Task inputs -
Issue #8445, opened 2023-07-07
Pod disruption budget is not exposed in enterprise helm chart values for Gloo Pod 


AkshayAdsul:
### Version

None

### Is your feature request related to a problem? Please describe.

Pod disruption budget is not exposed in enterprise helm chart values for Gloo Pod .
Need to add this.

### Describe the solution you'd like

Currently we do not have a way to set the PDB for the Gloo Pod from the helm charts. We would like a way to expose this.

bewebi:
The issue was closed prematurely

The PR has merged for this feature and will be released in v1.16.0-beta5, however backports to 1.15 and 1.14 have not been completed

bewebi:
Backports have now been merged

The new values will be available in v1.16.0-beta5, v1.15.2, and v1.14.19

PR #8600, opened 2023-08-18
Gloo PDB

bewebi:
# Description

Add `PodDisruptionBudget` to `gloo` helm values

## Helm changes
- Update PodDisruptionBudget fields in values.go to have more relevant descriptions which reference k8s documentation and to have string type, which better represents the k8s IntOrString type
  - Update existing Helm tests for GatewayProxy PDB accordingly
- Add support for `gloo.podDisruptionBudget.minAvailable` and `gloo.podDisruptionBudget.maxUnavailable` values
  - If `gloo.podDisruptionBudget` is specified, a PDB is created with those settings which selects on the `gloo` deployment
  - If both are specified, rendering fails, as those values are mutually exclusive in PDBs
  - Add helm tests, including for the mutually exclusive failure case

# Context

It is not currently possible to configure a PDB for the Gloo controller deployment via Helm

## Interesting decisions

The template is based on that which we already have for the Gateway Proxy [here](https://github.com/solo-io/gloo/blob/a3e5552d9164bb2ca84f0ca6e8b721e72632cbb9/install/helm/gloo/templates/8-gateway-proxy-pod-disruption-budget.yaml)
The template for the Gloo deployment is much simpler because there is only ever one deployment and we don't need to specialize logic to handle PDBs associated with different dynamically-named deployments

As with that template, there is an edge case whereby a user could specify `gloo.podDisruptionBudget` without specifying one of the two accepted values (ie `minAvailable` and `maxUnavailable`)
In this case a PDB will be created for the Gloo deployment without any settings, which appears to always have a `False` status with `InsufficientPods` as the reason
I wasn't able to determine what ramifications this might have for the normal operation of the Gloo deployment (see below under Testing steps)
If we'd prefer to be more strict about requiring a valid setting to present in order to create the PDB I'll fix it in both locations

Though the `PodDisruptionBudget` object in `values.go` includes `KubeResourceOverride`, this functionality is not relevant for the Gloo PDB
A line is [generated in docs](https://github.com/solo-io/gloo/pull/8600/files#diff-2baf5c822ecb28b315e303c9d28c5c3a6486b975c91e7ba2d19d7eb05966c882R235) describing this value
I do not expect users to be too confused by this, however if reviewers would prefer, I can create a new `PodDisruptionBudget` struct that omits `KubeResourceOverride` 

It may be overly verbose/redundant to refer to values by their full reference (eg `.Values.gloo.podDisruptionBudget.minAvailable`) every time, however I find this more readable and there isn't much benefit to assigning local variables in such a small and straightforward template

Some improvements have been made to the paradigm set by the Gateway Proxy PDB however they have not been propagated to that existing PDB template in order to keep the scope narrow
I am open-minded if reviewers feel that it is worthwhile to propagate these changes despite scope creep

## Testing steps

I used `helm template` commands to confirm that the output looked right, for example:
```
$ helm template install/helm/gloo --set gloo.podDisruptionBudget.maxUnavailable=3 > template.yaml
```

I subsequently did a local `helm install` and confirmed that the generated PDB correctly referenced the Gloo Deployment
```
$ helm install gloo install/helm/gloo --set gloo.podDisruptionBudget.maxUnavailable=3
```

This results in the following PDB:
```
apiVersion: policy/v1
kind: PodDisruptionBudget
metadata:
...
  name: gloo-pdb
  namespace: default
...
spec:
  maxUnavailable: 3
  selector:
    matchLabels:
      gloo: gloo
status:
  conditions:
  - lastTransitionTime: "2023-08-21T18:14:04Z"
    message: ""
    observedGeneration: 1
    reason: SufficientPods
    status: "True"
    type: DisruptionAllowed
  currentHealthy: 1
  desiredHealthy: 0
  disruptionsAllowed: 1
  expectedPods: 1
  observedGeneration: 1
```
Note the `currentHealthy: 1` field in the status, indicating that the deployment's pods are being watched correctly
Even with a PDB, manual deletes of pods are always allowed, and I wasn't able to determine another method for testing a PDB, however it is sufficient to verify correctness of the Helm values to observe that a PDB with the correct settings is correctly associated with the Gloo deployment
 
## Notes for reviewers

Feel free to pull the branch and verify locally with either `helm template` or `helm install` as I have done

I welcome feedback on the design decisions described above

Note that though the Helm tests required updating to explicitly pass values as strings, in practice it still works to pass the values as ints (ie without quotes)

# Checklist:

BOT NOTES: 
resolves https://github.com/solo-io/gloo/issues/8445


docs/content/reference/values.txt
```diff
@@ -230,6 +230,9 @@
 |gloo.logLevel|string||Level at which the pod should log. Options include "info", "debug", "warn", "error", "panic" and "fatal". Default level is info|
 |gloo.disableLeaderElection|bool||Set to true to disable leader election, and ensure all running replicas are considered the leader. Do not enable this with multiple replicas of Gloo|
 |gloo.headerSecretRefNsMatchesUs|bool||Set to true to require that secrets sent in headers via headerSecretRefs come from the same namespace as the destination upstream. Default: false|
+|gloo.podDisruptionBudget.minAvailable|int32||An eviction is allowed if at least "minAvailable" pods selected by "selector" will still be available after the eviction, i.e. even in the absence of the evicted pod. So for example you can prevent all voluntary evictions by specifying "100%".|
```
inFocus7, line 233: Q:
> by specifying "100%"
Technically the user would just set this to `100` without the percentage right? 👀

install/helm/gloo/templates/1-gloo-pod-disruption-budget.yaml
inFocus7, line 1: Q: How do we know what ordering/number prefix to use for our helm templates? Like what makes this a `1-` instead of a different number?

install/test/helm_test.go
```diff
@@ -205,6 +205,60 @@ var _ = Describe("Helm Test", func() {
 				}
 			})
 
+			It("gloo pdb disabled by default", func() {
```
inFocus7, line 208: nit: This reads weird "It gloo pdb disabled by default", although not sure a better structure.

Maybe something like this?
```
Context("gloo pdb") {
   It("is disabled by default")
   It("can create gloo pdb with ...")
}
```

 Or just a different name like `It("does not create gloo pdb by default") {}`

install/test/helm_test.go
```diff
@@ -205,6 +205,60 @@ var _ = Describe("Helm Test", func() {
...
+  minAvailable: 2
+  selector:
+    matchLabels:
+      gloo: gloo
+`)
+
+				testManifest.ExpectUnstructured("PodDisruptionBudget", namespace, "gloo-pdb").To(BeEquivalentTo(pdb))
+			})
+
+			It("can create gloo pdb with maxUnavailable", func() {
```
inFocus7, line 238: What happens when both are set? Is that testable? Or is the order of
```
  minAvailable: X
  maxUnavailable: Y
```

different each render?

docs/content/reference/values.txt
bewebi: Without `%` the value will be interpreted as an integer (ie 100 pods must be available)

install/helm/gloo/templates/1-gloo-pod-disruption-budget.yaml
bewebi: I thought the answer was as simple as "they are logical groupings of CRs that handle the same piece of functionality"

That's the intent here, where `1` is the grouping for the Gloo controller deployment and the PDB that exclusively selects on the Deployment's pods, however when looking into it in response to your question, I'm not sure how much consistency there is there

Regardless, it seems to be an internal convention rather than a best practice Helm itself defines, though if we have one written down for this I haven't found it

Perhaps @sam-heilbron or @nfuden would have more insight?

install/test/helm_test.go
bewebi: Good callout, one I frequently make on other PRs
I copied the tests from the Gateway Proxy PDB tests with minimal modification, hence the naming that doesn't meet my usual standard...will fix!

install/test/helm_test.go
bewebi: This would create a PDB CR like
```
apiVersion: policy/v1
kind: PodDisruptionBudget
metadata:
  name: gloo-pdb
  namespace: default
spec:
  minAvailable: 2
  maxUnavailable: 3
  selector:
    matchLabels:
      gloo: gloo
```
however this is invalid
The user will get an error like:
```
Error: PodDisruptionBudget.policy "gloo-pdb" is invalid: spec: Invalid value: policy.PodDisruptionBudgetSpec{MinAvailable:(*intstr.IntOrString)(0xc007b82060), Selector:(*v1.LabelSelector)(0xc007b82080), MaxUnavailable:(*intstr.IntOrString)(0xc007b82040), UnhealthyPodEvictionPolicy:(*policy.UnhealthyPodEvictionPolicyType)(nil)}: minAvailable and maxUnavailable cannot be both set
```
and the Helm install will fail

This is not a case I'd experimented with

I'm pushing a logic check within the template to enforce their mutual exclusivity prior to attempting to apply the CR, which is hopefully a better UX

bewebi: I've added a test for this as well, slightly clunkily adapting the existing structure for tests that expect there not to be errors on render failure

docs/content/reference/values.txt
inFocus7: 👍🏼 In that case, shouldn't this be an IntOrString(?) type to account for "XYZ%"? Can't remember if that's a type

bewebi: Though that's the type we map to in k8s, it's not one we support in our generated Helm docs

The documentation we have is directly copied from k8s reference, but isn't actually the most descriptive for our case

I think the path forward is to expose it as a `string`, which is the most accurate for the Helm value, and update the description to better explain the usage

install/helm/gloo/generate/values.go
```diff
@@ -240,6 +240,7 @@ type Gloo struct {
 	LogLevel                   *string               `json:"logLevel,omitempty" desc:"Level at which the pod should log. Options include \"info\", \"debug\", \"warn\", \"error\", \"panic\" and \"fatal\". Default level is info"`
 	DisableLeaderElection      *bool                 `json:"disableLeaderElection,omitempty" desc:"Set to true to disable leader election, and ensure all running replicas are considered the leader. Do not enable this with multiple replicas of Gloo"`
 	HeaderSecretRefNsMatchesUs *bool                 `json:"headerSecretRefNsMatchesUs,omitempty" desc:"Set to true to require that secrets sent in headers via headerSecretRefs come from the same namespace as the destination upstream. Default: false"`
+	PodDisruptionBudget        *PodDisruptionBudget  `json:"podDisruptionBudget,omitempty"`
```
ashishb-solo, line 243: pardon my ignorance, but why is there no description here?

docs/content/reference/values.txt
ashishb-solo, line 233: So if I'm understanding the description here correctly, the allowed values are [0-100] (inclusive), correct? What happens if the value is outside this range?

install/test/helm_test.go
```diff
@@ -205,6 +213,73 @@ var _ = Describe("Helm Test", func() {
...
+					valuesArgs: []string{
+						"gloo.podDisruptionBudget.maxUnavailable=2",
+						"gloo.podDisruptionBudget.minAvailable=2",
+					},
+				})
+
+				Expect(renderErr).NotTo(BeNil())
+				Expect(renderErr.Error()).To(ContainSubstring("gloo PDB values minAvailable and maxUnavailable are mutually exclusive"))
+			})
+
```
ashishb-solo, line 282: Based on [this question](https://github.com/solo-io/gloo/pull/8600/files#r1301976011), we may need to add more tests here to assert that the behaviour is correct

install/helm/gloo/generate/values.go
bewebi: Initially because I was just getting it working and didn't want to worry about it on the first pass

But actually the description isn't propagated to docs for types that are structs with fields of their own, so there is no user-facing benefit, and it seems self explanatory for any developer viewing `values.go`

docs/content/reference/values.txt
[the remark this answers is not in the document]
bewebi: I've now updated the description for these values to link to the k8s documentation directly
Beyond that I suppose we _could_ try and do a better job explaining what these fields do than k8s docs, but it's not really in scope IMO

Of course if neither field is set, no PDB will be created

bewebi: any positive integer is a valid input, as is `[0-100]%`

If a bad value is set, the helm install will fail when the PDB is applied, with something like:
```
Error: PodDisruptionBudget.policy "gloo-pdb" is invalid: spec.maxUnavailable: Invalid value: intstr.IntOrString{Type:1, IntVal:0, StrVal:"300%"}: must not be greater than 100%
```

install/test/helm_test.go
bewebi: Because the error stems from k8s validation and not helm, it's not something for us to add a test for

The manifest will correctly render with any value and only error once applied

I don't think we need to be responsible for enforcing k8s validation, especially since those requirements could theoretically change
By that token we may not even want to enforce the mutual exclusivity, but that's simple enough to do without resorting to [schema validation](https://helm.sh/docs/topics/charts/#schema-files) which is not something we currently do for our values

ashishb-solo: Agreed, I definitely don't think we need to revalidate existing kubernetes behaviour, I just wanted to make sure this angle is covered

install/helm/gloo/generate/values.go
```diff
@@ -493,8 +494,8 @@ type HorizontalPodAutoscaler struct {
 }
 
 type PodDisruptionBudget struct {
-	MinAvailable   *int32 `json:"minAvailable,omitempty" desc:"An eviction is allowed if at least \"minAvailable\" pods selected by \"selector\" will still be available after the eviction, i.e. even in the absence of the evicted pod. So for example you can prevent all voluntary evictions by specifying \"100%\"."`
-	MaxUnavailable *int32 `json:"maxUnavailable,omitempty" desc:"An eviction is allowed if at most \"maxUnavailable\" pods selected by \"selector\" are unavailable after the eviction, i.e. even in absence of the evicted pod. For example, one can prevent all voluntary evictions by specifying 0. This is a mutually exclusive setting with \"minAvailable\"."`
+	MinAvailable   *string `json:"minAvailable,omitempty" desc:"Corresponds directly with the _minAvailable_ field in the [PodDisruptionBudgetSpec](https://kubernetes.io/docs/reference/kubernetes-api/policy-resources/pod-disruption-budget-v1/#PodDisruptionBudgetSpec). This value is mutually exclusive with _maxUnavailable_."`
```
ashishb-solo, line 497: The linked documentation specifies that these fields are `IntOrString` - is it possible for us to use the same type here?

bewebi: I had dismissed the possibility because it's not a valid type for Helm values, however we _can_ use the k8s `intstr` package type `IntOrString` in values.go

The generated docs continue to list the values as `string` type, however the Helm tests then allow either type

I've pushed a commit that makes the change and adds a Helm test to demonstrate that either type is accepted, though this is basically just internal signaling about what we expect, and not user-facing

ashishb-solo: I don't think it's a major issue though as long as the documentation is visible to the user somewhere. As long as it's visible somewhere to the user, I can ignore this and approve

bewebi: It is what's expected based on the same principle mentioned [here](https://github.com/solo-io/gloo/pull/8600#discussion_r1301987189) whereby our generated docs contain only "leaf" fields and their descriptions
If any type is not a base Go type it will be ignored in favor of its children

Therefore using the `IntOrString` type results in that type's fields being exposed instead of the field using `IntOrString`

This is actually what I expected, but my locally running instance of the Docs site didn't refresh promptly (and I didn't check the diff in values.txt directly) so I didn't notice the change and assumed there must be some magic that made this a special case

The commit will be reverted

ashishb-solo (dismissed):

install/helm/gloo/generate/values.go
ashishb-solo: sounds good to me, thanks for taking the extra time to look into this!

ben-taussig-solo, line 497: Is converting `MinAvailable` and `MaxUnavailable` from int32 to string a breaking change? I saw some discussion about this in the PR description, so I'll go back there

ben-taussig-solo: `Note that though the Helm tests required updating to explicitly pass values as strings, in practice it still works to pass the values as ints (ie without quotes)`

Is this still the case if helm values are defined in a file? Just trying to be careful that we don't break existing PDB config

ben-taussig-solo:
> Though the PodDisruptionBudget object in values.go includes KubeResourceOverride, this functionality is not relevant for the Gloo PDB
> A line is generated in docs describing this value

Could you point me to this line?

install/helm/gloo/generate/values.go
bewebi: Appreciate the call out

I had only tested it with in-line `--set` flags previously
I've not confirmed that it also works as expected when using a `values.yaml` file

Ultimately Helm is not governed by our `values.go` file, which really only serves as a source of truth for our own documentation and tests, and will accept any values passed regardless of what we've described/documented there

bewebi:
@ben-taussig-solo [this](https://github.com/solo-io/gloo/pull/8600/files#diff-2baf5c822ecb28b315e303c9d28c5c3a6486b975c91e7ba2d19d7eb05966c882R235) is the line in question
I've also updated the PR description note to contain a link

ben-taussig-solo:
> @ben-taussig-solo [this](https://github.com/solo-io/gloo/pull/8600/files#diff-2baf5c822ecb28b315e303c9d28c5c3a6486b975c91e7ba2d19d7eb05966c882R235) is the line in question I've also updated the PR description note to contain a link

Ah, I see -- I had misinterpreted the line in the description.
Could you create a new PodDisruptionBudget struct that omits KubeResourceOverride? I was confused by the presence and lack of support for the setting when I originally read through the PR

install/helm/gloo/generate/values.go
```diff
@@ -493,8 +494,8 @@ type HorizontalPodAutoscaler struct {
...
+	MaxUnavailable *string `json:"maxUnavailable,omitempty" desc:"Corresponds directly with the _maxUnavailable_ field in the [PodDisruptionBudgetSpec](https://kubernetes.io/docs/reference/kubernetes-api/policy-resources/pod-disruption-budget-v1/#PodDisruptionBudgetSpec). This value is mutually exclusive with _minAvailable_."`
 	*KubeResourceOverride
 }
```
nfuden, line 500: Should we also be adding the last field from upstream? https://github.com/kubernetes/kubernetes/commit/a429797f2e84adf5582d3d30d23c9fcfce2b66d8

bewebi:
@ben-taussig-solo I think [this commit](https://github.com/solo-io/gloo/pull/8600/commits/32e60b8b0fd908aba1174d8523123261f77865ae) takes care of that fairly cleanly, despite the aggressive diff

ben-taussig-solo (approved):

install/helm/gloo/generate/values.go
bewebi: As the original issue suggests that we'd like to backport this to 1.14, where we don't even support k8s 1.26, so I don't think it's strictly necessary

On the other hand, AFAICT, we'd only get a warning when applying a PDB with an unknown field
We could call out the k8s version limitation in the description/docs, and even omit it from the 1.14 backport

I ultimately end up ambivalent about whether to put in the effort at this point, happy to defer to your opinion and/or that of Product if it's worth checking in with them

nfuden: Yeah fair enough lets not worry about it

nfuden (approved):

Work to complete -
Only the lines from the start of the material through the line containing "is specified, a" belong in the answer, each copied exactly.

Result -
Issue #8445, opened 2023-07-07
Pod disruption budget is not exposed in enterprise helm chart values for Gloo Pod 


AkshayAdsul:
### Version

None

### Is your feature request related to a problem? Please describe.

Pod disruption budget is not exposed in enterprise helm chart values for Gloo Pod .
Need to add this.

### Describe the solution you'd like

Currently we do not have a way to set the PDB for the Gloo Pod from the helm charts. We would like a way to expose this.

bewebi:
The issue was closed prematurely

The PR has merged for this feature and will be released in v1.16.0-beta5, however backports to 1.15 and 1.14 have not been completed

bewebi:
Backports have now been merged

The new values will be available in v1.16.0-beta5, v1.15.2, and v1.14.19

PR #8600, opened 2023-08-18
Gloo PDB

bewebi:
# Description

Add `PodDisruptionBudget` to `gloo` helm values

## Helm changes
- Update PodDisruptionBudget fields in values.go to have more relevant descriptions which reference k8s documentation and to have string type, which better represents the k8s IntOrString type
  - Update existing Helm tests for GatewayProxy PDB accordingly
- Add support for `gloo.podDisruptionBudget.minAvailable` and `gloo.podDisruptionBudget.maxUnavailable` values
  - If `gloo.podDisruptionBudget` is specified, a PDB is created with those settings which selects on the `gloo` deployment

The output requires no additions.